### The problem
Within the entries below, find each line containing the word "orca" and copy it.

### Source material

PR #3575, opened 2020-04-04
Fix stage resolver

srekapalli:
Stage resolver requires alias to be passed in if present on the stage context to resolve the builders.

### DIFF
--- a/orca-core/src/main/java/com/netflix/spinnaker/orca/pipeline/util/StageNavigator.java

--

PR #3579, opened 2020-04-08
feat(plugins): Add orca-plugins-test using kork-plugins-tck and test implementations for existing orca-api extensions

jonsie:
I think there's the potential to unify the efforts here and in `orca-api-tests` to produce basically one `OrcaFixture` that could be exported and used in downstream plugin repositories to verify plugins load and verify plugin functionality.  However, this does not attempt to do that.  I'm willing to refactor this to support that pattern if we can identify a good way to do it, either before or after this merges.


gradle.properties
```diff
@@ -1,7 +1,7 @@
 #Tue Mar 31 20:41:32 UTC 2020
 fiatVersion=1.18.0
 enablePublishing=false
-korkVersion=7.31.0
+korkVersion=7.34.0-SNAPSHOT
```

### Written response
--- a/orca-core/src/main/java/com/netflix/spinnaker/orca/pipeline/util/StageNavigator.java
feat(plugins): Add orca-plugins-test using kork-plugins-tck and test implementations for existing orca-api extensions
I think there's the potential to unify the efforts here and in `orca-api-tests` to produce basically one `OrcaFixture` that could be exported and used in downstream plugin repositories to verify plugins load and verify plugin functionality.  However, this does not attempt to do that.  I'm willing to refactor this to support that pattern if we can identify a good way to do it, either before or after this merges.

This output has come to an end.